I went to my first nutritional counselling appointment the other day, and my goodness. I'm not sure I've ever had anyone care so much about my bodily functions.
Don't get me wrong; I'm not complaining. I've had my share of ridiculous diagnoses and uncaring medical professionals. It's just that... I'm not used to someone listening when I complain about my health. It caught me off guard. He just looked so interested. So concerned. He made me realize that I have every right to worry, and that I shouldn't feel guilty about asking for answers.
I'm not used to this approach. Last time I tried to ask my doctor the same questions, she said, "One issue per visit."
Anyways. I left with a blood test to do (finger pricking and blood smearing etc. I haven't had the guts to do it yet), and a lengthy questionnaire to fill out.
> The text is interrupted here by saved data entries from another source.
PR #50, opened 2025-03-11
RFC 0050 - System Addons release process

ahal:
[Rendered](https://github.com/ahal/releng-rfcs/blob/ahal/push-umprkkprronq/rfcs/0050-system-addons-release-process.md)

### DIFF
--- a/rfcs/0050-system-addons-release-process.md
+++ b/rfcs/0050-system-addons-release-process.md
@@ -1,0 +1,114 @@
+# RFC 0050 - Updated System Addons release process
+* Proposed by: @ahal
+
+# Summary
+
+The system addons release process was designed for a different time. It
+involves people who don't need to be involved, and omits people who should be.
+
+This RFC aims to streamline the process such that we can both reduce friction
+and increase security.
+
+## Motivation
+
+System addons have largely gone unused over the past several years, but
+recently activity is picking up. They are actively being used for webcompat
+interventions, which can sometimes see multiple releases a month.
+
+They are also planned to be used by the new tab team and others.
+
+## Out of Scope
+
+There is an adjacent question around where System Addons live. Currently their
+canonical location is in the `mozilla-extensions` Github org, though some teams
+are landing code in `mozilla-central` and then syncing it over. As annoying as
+this is, this question is considered out of scope for this RFC. I'd like to
+focus solely on the release mechanics and leave this issue as follow-up work.
+
+# Details
+
+## Repository
+
+The process starts with protecting the repository source. We need to guarantee:
+
+- Only authorized users can push changes.
+- That all code changes are properly reviewed.
+
+To this end, all teams working on system addons must create a team in the
+`mozilla-extensions` org. This team should have write access to their add-on
+repo and the following branch protections must be applied at a minimum:
+
+1. Require signed commits
+2. Require a pull request before merging
+   - Dismiss stale pull request approvals when new commits are pushed
+   - Require approval of the most recent reviewable push
+
+3. Block force pushes
+
+## Shipit
+
+### Auth
+
+By default, Releng will have the ability to sign off on all System Addon
+phases. This is so we can ensure the ability to ship them in an emergency.
+
+But for long lived system addons that are actively being maintained, it will be
+required to create an LDAP group *per System Addon*. This group should contain
+members of the team working on the System Addon. Ideally there should be at
+least 3-4 people in this group as dual signoff will be required and this helps
+account for timezones and folks being on PTO. Membership in this group grants
+the ability to create and cancel releases, as well as schedule and sign off on
+all phases of the release. As noted above, Releng will be able to sign off in
+the event there aren't enough developers around, but this should only be done
+in an emergency, and after due diligence has been undertaken to ensure the
+request is legitimate.
+
+For System Addons that are one-off / short lived, an LDAP group is not
+necessary and Releng signoff will be sufficient. In this event, the request
+should come out of an active incident channel.
+
+### Phases
+
+1. Build
+   - Builds the addon
+   - No signoffs required
+
+2. Ship
+   - Release signs the build, pushes to archive.m.o, creates a release in Balrog
+   - Two signoffs from System Addon specific LDAP group required
+
+Note: The ship phase does not actually ship the system addon to users, this is
+handled in Balrog where the release is handed off to Releng.
+
+## Balrog
+
+This RFC recommends no changes to the process within Balrog, but they are listed
+anyway for completeness:
+
+1. Upon request, Releng creates the appropriate superblob and sets of the rule
+   on the desired `<channel>-sysaddons` channel(s).
+2. QA performs update testing to verify everything is working as expected.
+3. Upon request, Releng duplicates the appropriate rule(s) over to the
+   `<channel>` channel(s).
+   - This requires 1 releng signoff (to validate the rules) and 1 relman
+      signoff (to greenlight the timing)
+
+# Open Questions
+
+1. Should Releng have the ability to do Shipit signoffs in the event of an
+   emergency? 
+2. Is "Ship" the right name for the phase in Shipit? It's shipped in the sense
+   that it is release signed and exists on archive.m.o, though not shipped to
+   users.
+3. Should there be two releng signoffs in Balrog? Creating superblobs and
+   shipping them in the desired places can be tricky, so maybe we should
+   prevent the ability of someone signing off on their own changes.
+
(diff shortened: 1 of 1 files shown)


ahal:
This doc outlines the new process, but doesn't really cover what would be changing from the current process. The main changes from the current process are:

1. Stricter enforcement of Github branch protections
2. Merge the Promote + Ship phases into a single phase
3. Create per-addon LDAP groups and require dual signoff within this group at the Ship phase

rfcs/0050-system-addons-release-process.md
```diff
@@ -0,0 +1,103 @@
...
+   on the desired `<channel>-sysaddons` channel(s).
+2. QA performs update testing to verify everything is working as expected.
+3. Upon request, Releng duplicates the appropriate rule(s) over to the
+   `<channel>` channel(s).
+   - This requires 1 releng signoff (to validate the rules) and 1 relman
+      signoff (to greenlight the timing)
+
+# Open Questions
+
+1. Should Releng have the ability to do Shipit signoffs in the event of an
```
gabrielBusta, line 87: I lean to no on this one. Has there ever been a situation where release engineering had to ship a system add-ons in an emergency?

If it did happen, and we need to ship system add-ons without developer sign-offs, the change to shipit is trivial (we just add our admin LDAP group to the sign-offs for the addon I think.) That's considerable friction for us in that situation though.

rfcs/0050-system-addons-release-process.md
```diff
@@ -0,0 +1,103 @@
...
+   emergency? 
+2. Is "Ship" the right name for the phase in Shipit? It's shipped in the sense
```
gabrielBusta, line 89: It is misleading. Ship makes me think "release to end users running Firefox." Maybe it could be called "push" or "promote."

rfcs/0050-system-addons-release-process.md
```diff
@@ -0,0 +1,103 @@
...
+   that it is release signed and exists on archive.m.o, though not shipped to
+   users.
+3. Should there be two releng signoffs in Balrog? Creating superblobs and
```
gabrielBusta, line 92: The couple of time I've shipped these "super blobs" were not required.
I wonder why they were added in the first place. From what I can gather a super blob is a release in Balrog that represents a group of releases. So I guess it might be a way for the client to download a lot of add-ons group together? From what I've done with these it seems one add on build corresponds to one Balrog release. I don't know if there's system add-ons that are a group of add-ons, or if sometimes you'd want to ship different add-ons together for technical reasons. The rules to target the right Firefox versions with the system add-ons are tricky, but the "create a release" bit not so much.

rfcs/0050-system-addons-release-process.md
```diff
@@ -0,0 +1,103 @@
...
+
+Note: The ship phase does not actually ship the system addon to users, this is
+handled in Balrog where the release is handed off to Releng.
+
+## Balrog
+
+This RFC recommends no changes to the process within Balrog, but they are listed
+anyway for completeness:
+
+1. Upon request, Releng creates the appropriate superblob and sets of the rule
```
gabrielBusta, line 77: A little bit off topic. But it would be cool to automate this.

I can imagine:

Balrog script tasks that create a release in Balrog for the system add-on build to be shipped. Then release engineering can create rules for the developers to get the add-ons on the right Firefox versions.

gabrielBusta: In general, the rules for targeting system add-ons releases are ad-hoc and don't seem follow a particular pattern (this is an assumption, and actually come to think of it, I think I recall webcompat's version has some relationship to gecko's version that can probably be used to derive what the rule is supposed to be.)

gabrielBusta: Another thought:

What if, like we declare the versions in the system add-on extension manifest, system add-on developers could fill out what Firefox releases a version is supposed to target? It would probably be on a different file. Maybe a file that keys from add-on release to Firefox targets. Then there could be Balrog script tasks that create the rule, and then a couple of release engineers sign-off on that in Balrog. Usually it is the developers that know which Firefox versions are supposed to get the out-of-band updates. On the other hand, the way Balrog rules work can be counter-intuitive.

rfcs/0050-system-addons-release-process.md
ahal: Yeah, basically they let us ship multiple add-ons to a single Firefox version. Right now there's only really one add-on using this mechanism, but sounds like there will be more in the future. So we might need to add / remove system addons from a non-empty superblobs in the future.

I think the alternative would be to make each system addon a top level product in balrog, but this would mean a lot of changes to balrog and the update client. It would also add friction to new system addons starting out. Since the superblob is already implemented I don't think it's worth revisiting how this works.

rfcs/0050-system-addons-release-process.md
ahal: Yeah, automating this will be tricky because every release is going to be targeting unpredictable channels / versions. So we'd need to specify what channels / versions are expected in the task payload somehow.

We would also still need to change rules manually, e.g to stop shipping a system addon or to ship it in new channels / versions after the fact. There's often a lot of special timing with these things.

Maybe a more beneficial use of time would be improving morgoth and our ability to make adhoc tweaks instead of focusing on full automation.

rfcs/0050-system-addons-release-process.md
```diff
@@ -0,0 +1,103 @@
...
+   - Dismiss stale pull request approvals when new commits are pushed
+   - Require approval of the most recent reviewable push
+
+3. Block force pushes
+
+## Shipit
+
+### Auth
+
+An LDAP group must be created *per System Addon* that contains the members of
```
jcristau, line 52: I wonder if this has to be ldap or if people.m.o groups would also work.  Probably out of scope for this, since shipit currently doesn't know about the latter.

rfcs/0050-system-addons-release-process.md
jcristau: I'd rather it be allowed out of the box than have to make an emergency shipit change and deploy in the event it's required, if history is any indication it'll be required at some point anyway...

rfcs/0050-system-addons-release-process.md
jcristau, line 92: Leaning towards no.  It's currently possible to request additional review if/when we're unsure, and making an extra signoff required increases the bus factor in the event of an urgent hotfix.  I could be convinced otherwise though.

jcristau (approved):
SGTM

rfcs/0050-system-addons-release-process.md
ahal: I don't have a problem with people.m.o, but that might need an RRA as it's relaxing security? But yeah, either way it's out of scope here.

ahal:
Thanks for the comments, moving this to the proposal phase.

rfcs/0050-system-addons-release-process.md
bhearsum: For comparison, "Ship" for Firefox means more or less the same thing (although it schedules a change in Balrog that will eventually make updates live). I'd be fine with a new name, but personally I think "Ship" is fine here.

bhearsum:
Do we need stakeholders outside of RelEng to weigh in here?

gabrielbusta (approved):

ahal:
I sent the link to #system-addon-release-process (new channel Donal created) a couple times. I'll ping a some folks directly near the end of the week if they haven't commented by then.

ahal:
Recent events made me realize that sometimes we ship one-off / short lived system addons, e.g to address a specific incident. We probably want to take a slightly different process for these (e.g no need to create LDAP groups for them, Releng signoff is fine).

I'll tweak the proposal slightly to reflect this.

mikeconley (commented):
This seems very reasonable to me. In my mind, at least for newtab, what'd be ideal is if one of the sign-offs comes from Product, and the other from an engineer - but for newtab, I imagine we'll invent our own internal process where our engineers will require written sign-off from QA and PM on the release before they will sign-off in ShipIt.

ahal:
We'd need another LDAP group for product managers in that case.. Maybe one product manager group for all system addons would be fine? We might also want to look into supporting people.mozilla.org groups in addition to LDAP so this is more self serve.

I think I'd propose we go ahead with the proposal as written first and then see how things shake out. We won't be locked into anything as a result of this RFC, and if there's a need for PM signoff in shipit, we can implement when it arises.

ahal:
Thanks all for the comments! Marking this Decided.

I need to document everything I eat for the next few weeks. Not only that, but I also need to keep track of:
- how much natural light I get
- my daily time spent doing a "relaxing or rejuvenating activity"
- my "quality time spent with loved ones"
- my "time spent being creative in satisfying ways" (I kid you not!)
- what condiments I use (I read that wrong the first time through)
I feel like I have a pretty good diet, but when I got down to it, I'm missing a lot of other stuff. My creative time? Hah. It's the first thing to go these days. A rejuvenating activity? Does looking up videos of bulldogs count? And quality time with loved ones.... Lately, my Better Half studies for mid-terms, and I check my e-mail. Sometimes we check our e-mail together.
It's funny, but after seeing my own answers on paper, I'm inclined to make changes so that I don't look daft when my doctor goes over the results. Yesterday I got fifteen minutes of natural light. What the fuck? How is that even possible? I'll work on it, I promise.
I even brought fruit to work so that I would have something to fill in for "afternoon snack."
I guess putting in "The Toronto Star" doesn't count?